(EXERCISE INSTRUCTIONS) This exercise calls for every record to be set down again, exactly and in full.

(Entries taken from a collection)
------------------------------------------------

PR #579, opened 2022-07-18
Bubble up errors returned from parser consumer

saterus:
**Description:**

This allows the caller to signal that we should halt parsing. Without this change, the parser will continue to read documents from the source until it reaches the end of data even if the caller has encountered an error (or would for its own reasons prefer to stop).

**Workflow steps:**

N/A

N/A

**Notes for reviewers:**

Used by the latest changes to https://github.com/estuary/connectors/pull/278.

---
This change is [Reviewable](https://reviewable.io/reviews/estuary/flow/579)

### DIFF
--- a/go/parser/run.go
+++ b/go/parser/run.go
@@ -113,7 +113,8 @@ func (r *parserStdout) Write(p []byte) (int, error) {
 		p = p[pivot+1:]
 	}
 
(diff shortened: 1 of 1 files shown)


psFried (approved):
LGTM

------------------------------------------------

(EXERCISE OUTPUT)
PR #579, opened 2022-07-18
Bubble up errors returned from parser consumer

saterus:
**Description:**

This allows the caller to signal that we should halt parsing. Without this change, the parser will continue to read documents from the source until it reaches the end of data even if the caller has encountered an error (or would for its own reasons prefer to stop).

**Workflow steps:**

N/A

N/A

**Notes for reviewers:**

Used by the latest changes to https://github.com/estuary/connectors/pull/278.

---
This change is [Reviewable](https://reviewable.io/reviews/estuary/flow/579)

### DIFF
--- a/go/parser/run.go
+++ b/go/parser/run.go
@@ -113,7 +113,8 @@ func (r *parserStdout) Write(p []byte) (int, error) {
 		p = p[pivot+1:]
 	}
 
(diff shortened: 1 of 1 files shown)


psFried (approved):
LGTM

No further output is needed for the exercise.